Echo & The Bunnymen, ses crocodiles, son paradis

Pour nombre d’artistes et de groupes, c’est aujourd’hui devenu une sorte d’exercice obligé : rejouer en concert l’entièreté d’un, deux, voire trois albums incontournables de leurs répertoire. Certains s’y sont cassés les dents (Mercury Rev, pas trop convaincant dans ses Deserter’s songs aux Nuits Botanique 2011). D’autres s’y sont livrés avec plus ou moins de bonheur, comme The Cure avec ses trilogies Pornography-Disintegration-Bloodflowers et 17 seconds-Faith-Pornography.

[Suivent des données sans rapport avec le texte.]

PR #202, opened 2022-06-07
Add initial tools for managing derivations and React compatibility

colelawrence:
Initial tools for using dataverse derivations in more places to enable fewer re-renders.

Foundation for #197

### DIFF
--- a/theatre/studio/src/utils/derive-utils.tsx
+++ b/theatre/studio/src/utils/derive-utils.tsx
@@ -52,7 +52,8 @@ function DeriveElement(props: {der: IDerivation<React.ReactNode>}) {
   return <>{node}</>
 }
 
-class TSErrors<M> extends Error {}
+/** This is only used for type checking to make sure the APIs are used properly */
+interface TSErrors<M> extends Error {}
 
 type ReactDeriver<Props extends {}> = (
   props: {
--- a/theatre/studio/src/utils/derive-utils.tsx
+++ b/theatre/studio/src/utils/derive-utils.tsx
@@ -1,0 +1,109 @@
+import {isDerivation, prism, val} from '@theatre/dataverse'
+import type {IDerivation, Pointer} from '@theatre/dataverse'
+import {useDerivation} from '@theatre/react'
+import type {$IntentionalAny} from '@theatre/shared/utils/types'
+import React, {useMemo, useRef} from 'react'
+import {invariant} from './invariant'
+
+type DeriveAll<T> = IDerivation<
+  {
+    [P in keyof T]: T[P] extends $<infer R> ? R : never
+  }
+>
+
+export type $<T> = IDerivation<T> | Pointer<T>
+
+function deriveAllD<T extends [...$<any>[]]>(obj: T): DeriveAll<T>
+function deriveAllD<T extends Record<string, $<any>>>(obj: T): DeriveAll<T>
+function deriveAllD<T extends Record<string, $<any>> | $<any>[]>(
+  obj: T,
+): DeriveAll<T> {
+  return prism(() => {
+    if (Array.isArray(obj)) {
+      const values = new Array(obj.length)
+      for (let i = 0; i < obj.length; i++) {
+        values[i] = obj[i].getValue()
+      }
+      return values
+    } else {
+      const values: $IntentionalAny = {}
+      for (const k in obj) {
+        values[k] = val((obj as Record<string, $<any>>)[k])
+      }
+      return values
+    }
+  }) as $IntentionalAny
+}
+
+export function useReactPrism(
+  fn: () => React.ReactNode,
+  deps?: any[],
+): React.ReactElement {
+  const derivation = useMemo(() => prism(fn), deps ?? [])
+  return <DeriveElement der={derivation} />
+}
+
+export function reactPrism(fn: () => React.ReactNode): React.ReactElement {
+  return <DeriveElement der={prism(fn)} />
+}
+
+function DeriveElement(props: {der: IDerivation<React.ReactNode>}) {
+  const node = useDerivation(props.der)
+  return <>{node}</>
+}
+
+class TSErrors<M> extends Error {}
+
+type ReactDeriver<Props extends {}> = (
+  props: {
+    [P in keyof Props]: Props[P] extends IDerivation<infer _>
+      ? TSErrors<"Can't both use Derivation properties while wrapping with deriver">
+      : Props[P] | IDerivation<Props[P]>
+  },
+) => React.ReactElement | null
+
+/**
+ * Wrap up the component to enable it to take derivable properties.
+ * Invoked similarly to `React.memo`.
+ */
+export function deriver<Props extends {}>(
+  Component: React.ComponentType<Props>,
+): ReactDeriver<Props> {
+  return React.forwardRef(function deriverRender(
+    props: Record<string, $IntentionalAny>,
+    ref,
+  ) {
+    let observableArr = []
+    const observables: Record<string, IDerivation<$IntentionalAny>> = {}
+    const normalProps: Record<string, $IntentionalAny> = {
+      ref,
+    }
+    for (const key in props) {
+      const value = props[key]
+      if (isDerivation(value)) {
+        observableArr.push(value)
+        observables[key] = value
+      } else {
+        normalProps[key] = value
+      }
+    }
+
+    const initialCount = useRef(observableArr.length)
+    invariant(
+      initialCount.current === observableArr.length,
+      `expect same number of observable props on every invocation of deriver wrapped component.`,
+      {initial: initialCount.current, count: observableArr.length},
+    )
+
+    const allD = useMemo(() => deriveAllD(observables), observableArr)
+    const observedPropState = useDerivation(allD)
+
+    return (
+      observedPropState &&
+      React.createElement(Component, {
+        ...normalProps,
+        ...observedPropState,
+      } as Props)
+    )
+  })
+}
--- a/theatre/studio/src/utils/derive-utils.tsx
+++ b/theatre/studio/src/utils/derive-utils.tsx
@@ -4,6 +4,7 @@ import {useDerivation} from '@theatre/react'
 import type {$IntentionalAny} from '@theatre/shared/utils/types'
 import React, {useMemo, useRef} from 'react'
 import {invariant} from './invariant'
+import {emptyArray} from '@theatre/shared/utils'
 
 type DeriveAll<T> = IDerivation<
   {
@@ -37,9 +38,9 @@ function deriveAllD<T extends Record<string, $<any>> | $<any>[]>(
 
 export function useReactPrism(
   fn: () => React.ReactNode,
-  deps?: any[],
+  deps: readonly any[] = emptyArray,
 ): React.ReactElement {
-  const derivation = useMemo(() => prism(fn), deps ?? [])
+  const derivation = useMemo(() => prism(fn), deps)
   return <DeriveElement der={derivation} />
 }
 
--- a/theatre/studio/src/utils/derive-utils.tsx
+++ b/theatre/studio/src/utils/derive-utils.tsx
@@ -66,6 +66,11 @@ type ReactDeriver<Props extends {}> = (
 /**
  * Wrap up the component to enable it to take derivable properties.
  * Invoked similarly to `React.memo`.
+ *
+ * @remarks
+ * This is an experimental interface for wrapping components in a version
+ * which allows you to pass in derivations for any of the properties that
+ * previously took only values.
  */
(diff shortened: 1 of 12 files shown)


theatre/studio/src/utils/derive-utils.tsx
```diff
@@ -0,0 +1,117 @@
...
+      ? TSErrors<"Can't both use Derivation properties while wrapping with reactDerived">
+      : Props[P] | IDerivation<Props[P]>
+  },
+) => React.ReactElement | null
+
+/**
+ * Wrap up the component to enable it to take derivable properties.
+ * Invoked similarly to `React.memo`.
+ */
+export function reactDerived<Props extends {}>(
```
AndrewPrifer, line 77: - Naming nitpick: technically, the component is not the one that is derived, it just observes its props. We don't have a term for observers in the dataverse lingo yet though, but changing it to reflect that would be nicer.

- I'm not a fan of namespacing in export names. As long as the name is unambiguous in the module context, it's fine, we can always alias it at import. `reactDerived` is also easily confused with `deriveReact`.

AndrewPrifer (commented):
I'm not yet super sure which APIs should be exported for now. I'd need to see more code examples of how and in what context these could be used to have a proper opinion, since these APIs look like they can be used interchangeable at a lot of places.

Let's also add proper docs so it's easy for everyone to pick these utilities up.

AndrewPrifer (approved):

vezwork:
Very cool PR

+1 to a rename of `derivedChild`. `deriveEl` seems okay (although, does it work with any element or only Styled ones? Maybe it should be called `deriveStyledEl`? Or `styledElFromDerivedProps`?)

theatre/studio/src/utils/tightJsonStringify.ts
```diff
@@ -0,0 +1,9 @@
+export function tightJsonStringify(
+  obj: any,
+  replacer?: ((this: any, key: string, value: any) => any) | undefined,
+) {
+  return JSON.stringify(obj, replacer, 2)
+    .replace(/^([\{\[])\n (\s+)/, '$1$2')
+    .replace(/(\n[ ]+[\{\[])\n\s+/g, '$1 ')
+    .replace(/\n\s*([\]\}])/g, ' $1')
+}
```
vezwork, line 9: This needs docs / examples or named regexs. Why would this be used instead of JSON.stringify? What does `tight` mean? No whitespace?

theatre/studio/src/utils/stringify.ts
```diff
@@ -0,0 +1,23 @@
...
+  }
+}
+
+export function stringifyError(err: any) {
+  return err instanceof Error
+    ? err.toString()
+    : err == null
+    ? undefined
+    : stringify(err)
+}
```
vezwork, line 23: This has a very general name. Is it intended to be THE stringify function we use? Or does it have a particular purpose? Can you make the name more specific? Why this stringify function instead of just JSON.stringify?

Please add jsdoc.

theatre/studio/src/utils/stringify.ts
```diff
@@ -0,0 +1,23 @@
...
+
+export function stringify(input: any, indentJSON: boolean = true): string {
+  try {
+    return typeof input === 'string'
+      ? input
+      : typeof input === 'function'
+      ? input.toString()
+      : indentJSON
+      ? tightJsonStringify(input)
+      : JSON.stringify(input)
```
vezwork, line 11: I find these ternary chains hard to read because I'm not used to them and because of the lack of difference in indentation between the conditions and results. I would find this much easier to read if this was broken into nested ifs with named conditions or if else chains or something.

theatre/studio/src/utils/invariant.ts
```diff
@@ -0,0 +1,72 @@
+import {stringify} from './stringify'
+
+type accepts = string | number | object
+export function invariant(
```
vezwork, line 4: Needs docs. What is an invariant? It seems like this is some sort of an assertion? Is this for adding tests inline in our code? How is it used? I cannot exactly tell what sort of output this would produce in what cricumstances since the body of the function is quite general.

theatre/studio/src/utils/invariant.ts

Vendredi soir, dans une AB sold out, c’était au tour d’Echo & The Bunnymen de retourner dans son passé, pour en exhumer ses deux premiers albums : Crocodiles et Heaven up here, datant respectivement de 1980 et 1981.

Il est près de neuf heures quand le groupe de Liverpool apparaît sur scène. Enfin, « apparaît » n’est pas le terme le plus approprié : Ian McCulloch, son guitariste Will Sergeant (ils sont les deux seuls rescapés de la formation d’origine) et les autres resteront éclairés par l’arrière pendant toute la durée du concert. Pour cause d’économie sur le budget make-up, se dit-on ironiquement. Ou, plus sérieusement, pour s’effacer derrière une musique qui, elle, n’a que très peu pris de rides et qui va sonner tout au long de la soirée avec une clarté rarement entendue en pareille circonstance. Et puis, il a beau rester dans l’ombre, c’est un McCulloch toujours frondeur qui s’adresse à plusieurs reprises au public… sans qu’on comprenne toujours bien distinctement tout ce qu’il lui dit.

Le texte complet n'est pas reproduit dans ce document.